━━━━━ Task input

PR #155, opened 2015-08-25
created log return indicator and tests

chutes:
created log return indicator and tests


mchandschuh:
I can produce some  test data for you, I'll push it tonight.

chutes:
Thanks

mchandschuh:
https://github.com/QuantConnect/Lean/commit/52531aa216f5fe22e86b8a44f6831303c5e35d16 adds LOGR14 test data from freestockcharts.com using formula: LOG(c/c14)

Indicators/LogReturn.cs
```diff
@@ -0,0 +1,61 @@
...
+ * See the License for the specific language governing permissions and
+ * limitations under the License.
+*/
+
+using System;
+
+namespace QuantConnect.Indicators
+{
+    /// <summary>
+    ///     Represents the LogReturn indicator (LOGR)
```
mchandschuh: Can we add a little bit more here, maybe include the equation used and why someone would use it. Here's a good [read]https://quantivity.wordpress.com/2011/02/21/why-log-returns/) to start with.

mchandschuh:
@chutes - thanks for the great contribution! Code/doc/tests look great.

━━━━━━━━━━

Every entry above should be retyped exactly as it appears.

• **Output of the exercise**:
PR #155, opened 2015-08-25
created log return indicator and tests

chutes:
created log return indicator and tests


mchandschuh:
I can produce some  test data for you, I'll push it tonight.

chutes:
Thanks

mchandschuh:
https://github.com/QuantConnect/Lean/commit/52531aa216f5fe22e86b8a44f6831303c5e35d16 adds LOGR14 test data from freestockcharts.com using formula: LOG(c/c14)

Indicators/LogReturn.cs
```diff
@@ -0,0 +1,61 @@
...
+ * See the License for the specific language governing permissions and
+ * limitations under the License.
+*/
+
+using System;
+
+namespace QuantConnect.Indicators
+{
+    /// <summary>
+    ///     Represents the LogReturn indicator (LOGR)
```
mchandschuh: Can we add a little bit more here, maybe include the equation used and why someone would use it. Here's a good [read]https://quantivity.wordpress.com/2011/02/21/why-log-returns/) to start with.

mchandschuh:
@chutes - thanks for the great contribution! Code/doc/tests look great.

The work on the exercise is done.